PR #646, opened 2020-11-17
URI Retriever: follow http redirects using Curl by default

soyuka:
The CurlURIRetriever will fallback to the FileGetContents one with relative paths as I understood that file paths and actual URIs were using the same retriever. 

Please let me know if my assumption is false.

### DIFF
--- a/src/JsonSchema/Uri/Retrievers/Curl.php
+++ b/src/JsonSchema/Uri/Retrievers/Curl.php
@@ -41,6 +41,7 @@ class Curl extends AbstractRetriever
         curl_setopt($ch, CURLOPT_URL, $uri);
         curl_setopt($ch, CURLOPT_HEADER, true);
         curl_setopt($ch, CURLOPT_RETURNTRANSFER, true);
+        curl_setopt($ch, CURLOPT_FOLLOWLOCATION, true);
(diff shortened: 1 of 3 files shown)


src/JsonSchema/Uri/Retrievers/Curl.php
```diff
@@ -36,44 +40,47 @@ public function __construct()
...
      * @param string $response cURL HTTP response
      *
      * @return bool Whether the Content-Type header was found or not
      */
-    protected function fetchContentType($response)
+    private function fetchContentType($headers, $curlInfo)
     {
-        if (0 < preg_match("/Content-Type:(\V*)/ims", $response, $match)) {
-            $this->contentType = trim($match[1]);
+        if (0 < preg_match_all("/content-type: (.+?(?=;|$))/ims", $headers, $match, PREG_SET_ORDER)) {
```
soyuka, line 82: https://www.phpliveregex.com/p/xYE#tab-preg-match-all

DannyvdSluijs:
@soyuka We are working on bringing back this library in an active and maintained state.
I was looking into this PR and was kind of confused over what it is that is being solved, are your proposing a fix for an issue of are you adding a new feature? In its current state it seems to be doing a mix of both.

Could you explain a bit more in detail what this PR aims to do?

DannyvdSluijs:
Closing the PR for now due to lack of feedback. You're very welcome to get back and reopen this PR with additional feedback.

Issue #649, opened 2021-01-01
Bug: Unescaped slash throws error, when pattern contains slash


a-r-m-i-n:
Here you don't escape slashes in expression: https://github.com/justinrainbow/json-schema/blob/fa4d2d3c1e40a222ded125b679891086c9a6c7d6/src/JsonSchema/Constraints/FormatConstraint.php#L200

Here you do: https://github.com/justinrainbow/json-schema/blob/fa4d2d3c1e40a222ded125b679891086c9a6c7d6/src/JsonSchema/Constraints/StringConstraint.php#L43

The first check should do the same here. 

Thanks for this great lib! And a happy new year! 🥳

erayd:
Thanks for reporting this. A PR that fixes it would be very welcome 🙂.

ktomk:
would you consider to file a PR on this? @a-r-m-i-n

ktomk:
Just asking, as I may also pick a take on it. For that I would be also interested in the "throws error" details, specifically how to provoke an error and what message of that error mentioned is. /cc @a-r-m-i-n 

The `str_replace` looks fishy to me as `preg_match` is in use. Me thinks better of `preg_quote` for that.

a-r-m-i-n:
Here we go. I just copied the preg_match from the second place. If you want to replace the used function, feel free. I think this will at least solve the issue I currently have, when I try to use Composer's JSON schema. The "name" property there, got a check pattern for "abc/def", including the unescaped / which is also used as delimiter before.

erayd:
> The `str_replace` looks fishy to me as `preg_match` is in use. Me thinks better of `preg_quote` for that.

That method uses `preg_match` *to check whether `$regex` is a valid regular expression*, by attempting to compile it and checking for an error condition. It does not use a regular expression to validate a string. Using `preg_quote` would defeat the entire purpose of the `validateRegex` method.

ktomk:
Thanks!

PR #650, opened 2021-01-06
Streamline validation of Regex

a-r-m-i-n:
And always escape used delimiter in passed pattern.

Resolves: #649

### DIFF
--- a/src/JsonSchema/Constraints/FormatConstraint.php
+++ b/src/JsonSchema/Constraints/FormatConstraint.php
@@ -197,7 +197,7 @@ class FormatConstraint extends Constraint
 
     protected function validateRegex($regex)
     {
-        return false !== @preg_match('/' . $regex . '/u', '');
+        return false !== @preg_match('#' . str_replace('#', '\\#', $regex) . '#u', '');
     }
 
     protected function validateColor($color)


src/JsonSchema/Constraints/FormatConstraint.php
```diff
@@ -197,7 +197,7 @@ protected function validateDateTime($datetime, $format)
 
     protected function validateRegex($regex)
     {
-        return false !== @preg_match('/' . $regex . '/u', '');
+        return false !== @preg_match('#' . str_replace('#', '\\#', $regex) . '#u', '')
```
ohader, line 200: Terminating semi-colon is missing...
Besides that, please use `preg_quote` instead of of `str_replace`here...

ohader (changes requested):

src/JsonSchema/Constraints/FormatConstraint.php
erayd: Do **not** use `preg_quote` here.

The `validateRegex` method is used to *validate* a regular expression by attempting to compile it. Escaping the entire regular expresson entirely defeats the point of that logic, and would result in any string being considered a valid expression.

a-r-m-i-n: But the semicolon has been indeed accidentally removed. I've used github code editor on smartphone ;)

a-r-m-i-n: Fixed the semicolon

ohader: @erayd Thanks for pointing it out

erayd (approved):
Thanks 😁.

guilliamxavier:
I just got hit by that. Could this bugfix be backported to `5.x.x` and released as 5.2.11? 😄 Thanks in advance

guilliamxavier:
Wait, there's another place. I'm preparing a PR

guilliamxavier:
See #653

PR #659, opened 2021-03-19
Fix php warning, docblocks, and peephole optimizations

robocoder:

PR #660, opened 2021-03-19
Add codesniffer; fix phpcs errors wrt PSR12

robocoder:
This PR assumes you bump the PHP requirement to PHP 7.1+.


DannyvdSluijs:
Raising to PHP 7.1 should be okay (as per https://github.com/justinrainbow/json-schema/pull/706#issuecomment-1882962806). However I think it is unexpected to have this "big" change be part of (what looks like) a housekeeping PR.

@robocoder I had tagged you in #659 as well which is now closed by you without a comment. Can we make the assumption you're no longer pursuing any PR's on this project? Meaning #660 and #661 should also be closed?

robocoder:
Yeah, that's to be expected when PRs collect dust for 3 yrs.

PR #662, opened 2021-04-16
Fix CI (php-cs-fixer, HHVM)

guilliamxavier:


guilliamxavier:
Now there's HHVM segfaulting on Travis...

Seldaek:
Thanks

Issue #508, opened 2024-12-05
Incompatible dependency: glob requires Node 20+


bmish:
markdownlint-cli depends on glob.

glob v11 requires Node 20+: https://github.com/isaacs/node-glob/blob/main/changelog.md#110

But markdownlint-cli currently specifies that it supports Node >= 18:

https://github.com/igorshubovych/markdownlint-cli/blob/0d9fcb51a54f3b750b911c054b4bd1a590f1b592/package.json#L10C16-L10C18

So the solution would be to downgrade glob until requiring Node 20+.

DavidAnson:
True, but that was 6 months ago and this doesn't seem to have been a problem for CI or users. (I wish Dependabot wouldn't offer updates like this that are semi-incompatible.)

DavidAnson:
@bmish, do you know of a tool that validates this (and could run in CI) or did you just happen to spot this manually?

bmish:
Here's a fix that would catch it:

* https://github.com/igorshubovych/markdownlint-cli/pull/509 

I will note that this isn't really an urgent problem, so I don't mind if you want to:
* Downgrade glob
* Or just wait until [2025-04-30](https://github.com/nodejs/Release#release-schedule) to drop support for Node 18 and merge the fix so it doesn't happen again

DavidAnson:
My current thinking is to wait, but leave the issue open for visibility. :)

DavidAnson:
@bmish, FYI that markdownlint library and CLI2 now both have engine-strict enabled (without issue on Node 18) in their "next" branches.

lsh-0:
> My current thinking is to wait, but leave the issue open for visibility. :)

If we could get a 0.44.0 with a downgraded `glob` that would be helpful, thank you

DavidAnson:
@lsh-0, versions `0.41.0` and earlier of `markdownlint-cli` use the older version of `glob` that declares support for Node `18`. Node `20` and later are supported by `glob` with the latest version of `markdownlint-cli`. (And there have been no reported issues due to this in 6 months.) Is there a compelling case to downgrade?

lsh-0:
> Is there a compelling case to downgrade?

The set of dependencies described by `markdownlint-lint` are incompatible. It doesn't support node18 any more because of `glob@11.x`.

Downgrading `glob` seems the most natural fix but I guess you could also change this line and remove support for node18:

[...]

PR #526, opened 2025-02-25
chore: switch to tinyglobby

benmccann:
https://npmgraph.js.org/?q=glob@10.4.5 - 26 dependencies
https://npmgraph.js.org/?q=tinyglobby - 2 dependencies

It also supports much older versions of Node avoiding the issues in https://github.com/igorshubovych/markdownlint-cli/issues/508. Because we can upgrade to the latest version it will also dedupe better whereas users are split across multiple majors for `glob`

### DIFF
--- a/markdownlint.js
+++ b/markdownlint.js
@@ -6,7 +6,7 @@ import Module from 'node:module';
 import os from 'node:os';
 import process from 'node:process';
 import {program} from 'commander';
-import {glob} from 'glob';
+import {globSync} from 'tinyglobby';
 import {applyFixes} from 'markdownlint';
 import {lint, readConfig} from 'markdownlint/sync';
 import rc from 'run-con';
@@ -93,7 +93,8 @@ function readConfiguration(userConfigFile) {
 function prepareFileList(files, fileExtensions, previousResults) {
   const globOptions = {
     dot: Boolean(options.dot),
-    nodir: true
+    onlyFiles: true,
+    expandDirectories: false
   };
   let extensionGlobPart = '*.';
   if (!fileExtensions) {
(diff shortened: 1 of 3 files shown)


benmccann:
While true that glob is more popular, tinyglobby is popular enough that any bugs would quickly be discovered. If you compare tinyglobby to any other library, it's still popular on its own. tinyglobby's usage increased 50% in the past month, so it's being adopted pretty quickly.

DavidAnson:
There are a couple of open issues that seem alarming. There is no rush here, so I'm inclined to give this some more time to bake.

DavidAnson:
Could you please update the PR to address the merge conflicts and then I will approve CI to run?

benmccann:
Done. Thanks!

DavidAnson:
Okay, thanks, I'm good to give this a try. Can you please convince me the changes you made to `globOptions` are the most consistent possible? Did you review all the previous defaults and new settings? How do we make sure we're not accidentally enabling some troublesome new behavior like enumerating dotfiles (or whatever)?

benmccann:
Thanks for taking the time to think this change through and point out the chance that we don't get the options mapped one-to-one. I just did another review and pushed one to maintain case sensitivity the same way `glob` does. The rest look the same to me. Ideally the tests can catch regressions for us. I do see the most common cases covered there like globbing for `**/*.md`.

DavidAnson:
GitHub makes this workflow annoying, so I applied your changes directly: https://github.com/igorshubovych/markdownlint-cli/commit/ef3703327d352098f96a38d921fd9d1cf0e39c14

Thanks!

benmccann:
thanks!!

************

Your objective -> Go through the listing above, and whenever a line holds the word "igorshubovych", copy it.

Exercise output ->
https://github.com/igorshubovych/markdownlint-cli/blob/0d9fcb51a54f3b750b911c054b4bd1a590f1b592/package.json#L10C16-L10C18
* https://github.com/igorshubovych/markdownlint-cli/pull/509 
It also supports much older versions of Node avoiding the issues in https://github.com/igorshubovych/markdownlint-cli/issues/508. Because we can upgrade to the latest version it will also dedupe better whereas users are split across multiple majors for `glob`
GitHub makes this workflow annoying, so I applied your changes directly: https://github.com/igorshubovych/markdownlint-cli/commit/ef3703327d352098f96a38d921fd9d1cf0e39c14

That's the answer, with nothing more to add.